> DATA FOR PROCESSING:
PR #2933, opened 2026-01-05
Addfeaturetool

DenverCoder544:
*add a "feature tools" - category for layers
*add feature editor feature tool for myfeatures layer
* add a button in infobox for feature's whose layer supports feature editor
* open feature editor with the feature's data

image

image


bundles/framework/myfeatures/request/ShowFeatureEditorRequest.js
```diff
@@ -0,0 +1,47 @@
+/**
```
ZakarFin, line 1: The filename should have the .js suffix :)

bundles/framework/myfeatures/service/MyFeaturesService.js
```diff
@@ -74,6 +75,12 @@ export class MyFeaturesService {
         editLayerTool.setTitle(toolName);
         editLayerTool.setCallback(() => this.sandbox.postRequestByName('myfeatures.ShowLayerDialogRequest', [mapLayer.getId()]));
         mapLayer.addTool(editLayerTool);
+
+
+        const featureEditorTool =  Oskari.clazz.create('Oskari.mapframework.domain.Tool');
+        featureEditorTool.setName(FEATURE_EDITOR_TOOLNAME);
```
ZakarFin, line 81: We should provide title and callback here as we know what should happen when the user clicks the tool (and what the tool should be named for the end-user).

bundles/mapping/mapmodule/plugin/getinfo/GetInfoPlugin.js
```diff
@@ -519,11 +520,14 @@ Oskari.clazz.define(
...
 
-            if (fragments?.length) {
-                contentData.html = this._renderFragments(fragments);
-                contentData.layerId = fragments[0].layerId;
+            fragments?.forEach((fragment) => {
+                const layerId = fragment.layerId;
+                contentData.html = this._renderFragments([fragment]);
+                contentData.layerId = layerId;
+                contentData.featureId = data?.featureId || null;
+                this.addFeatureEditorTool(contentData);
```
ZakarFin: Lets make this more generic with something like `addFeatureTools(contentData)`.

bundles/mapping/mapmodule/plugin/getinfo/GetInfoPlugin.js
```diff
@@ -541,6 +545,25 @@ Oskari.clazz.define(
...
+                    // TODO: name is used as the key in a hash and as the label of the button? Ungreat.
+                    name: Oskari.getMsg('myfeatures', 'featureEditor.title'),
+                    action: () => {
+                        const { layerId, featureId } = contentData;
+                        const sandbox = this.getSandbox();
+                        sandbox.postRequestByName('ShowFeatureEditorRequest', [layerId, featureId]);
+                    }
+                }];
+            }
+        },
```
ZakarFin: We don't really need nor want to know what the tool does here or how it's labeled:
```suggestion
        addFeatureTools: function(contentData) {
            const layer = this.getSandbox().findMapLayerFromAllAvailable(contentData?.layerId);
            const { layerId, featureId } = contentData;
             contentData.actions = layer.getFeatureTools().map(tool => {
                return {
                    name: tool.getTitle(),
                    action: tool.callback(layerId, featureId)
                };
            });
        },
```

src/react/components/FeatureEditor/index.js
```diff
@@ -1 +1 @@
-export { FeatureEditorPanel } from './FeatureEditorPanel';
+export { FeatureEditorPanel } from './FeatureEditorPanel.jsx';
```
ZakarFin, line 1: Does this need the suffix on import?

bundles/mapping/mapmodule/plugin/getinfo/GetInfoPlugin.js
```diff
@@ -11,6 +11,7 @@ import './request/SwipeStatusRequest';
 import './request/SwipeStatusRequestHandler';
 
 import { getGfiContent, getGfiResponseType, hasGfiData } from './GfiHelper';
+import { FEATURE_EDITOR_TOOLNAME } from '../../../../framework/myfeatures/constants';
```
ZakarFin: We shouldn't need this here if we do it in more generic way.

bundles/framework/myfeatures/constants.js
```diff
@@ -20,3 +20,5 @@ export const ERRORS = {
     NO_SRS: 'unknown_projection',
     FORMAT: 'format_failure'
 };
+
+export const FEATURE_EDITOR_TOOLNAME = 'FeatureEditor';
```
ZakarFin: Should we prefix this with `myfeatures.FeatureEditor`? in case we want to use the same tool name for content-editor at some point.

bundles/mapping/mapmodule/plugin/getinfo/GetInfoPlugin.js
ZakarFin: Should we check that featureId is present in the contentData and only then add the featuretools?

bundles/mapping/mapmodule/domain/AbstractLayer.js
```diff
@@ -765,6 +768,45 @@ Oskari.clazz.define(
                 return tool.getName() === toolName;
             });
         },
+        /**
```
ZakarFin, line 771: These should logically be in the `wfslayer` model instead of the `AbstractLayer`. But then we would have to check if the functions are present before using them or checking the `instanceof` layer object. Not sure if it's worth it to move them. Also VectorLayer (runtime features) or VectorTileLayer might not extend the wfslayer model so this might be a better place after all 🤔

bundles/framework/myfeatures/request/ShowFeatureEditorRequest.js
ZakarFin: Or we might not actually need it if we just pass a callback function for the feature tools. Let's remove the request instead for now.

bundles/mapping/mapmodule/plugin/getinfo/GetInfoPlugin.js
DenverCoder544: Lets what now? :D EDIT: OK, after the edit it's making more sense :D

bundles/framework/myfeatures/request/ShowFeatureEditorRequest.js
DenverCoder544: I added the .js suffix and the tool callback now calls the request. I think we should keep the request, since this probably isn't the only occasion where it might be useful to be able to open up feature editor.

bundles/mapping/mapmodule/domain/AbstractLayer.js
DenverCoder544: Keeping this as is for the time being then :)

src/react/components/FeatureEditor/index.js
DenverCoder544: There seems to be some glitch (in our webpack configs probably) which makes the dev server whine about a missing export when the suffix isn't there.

> AIM OF THE EXERCISE: Find and copy each line above holding "clazz".

> ANSWER TO THIS PROBLEM:
+        const featureEditorTool =  Oskari.clazz.create('Oskari.mapframework.domain.Tool');
@@ -519,11 +520,14 @@ Oskari.clazz.define(
@@ -541,6 +545,25 @@ Oskari.clazz.define(
@@ -765,6 +768,45 @@ Oskari.clazz.define(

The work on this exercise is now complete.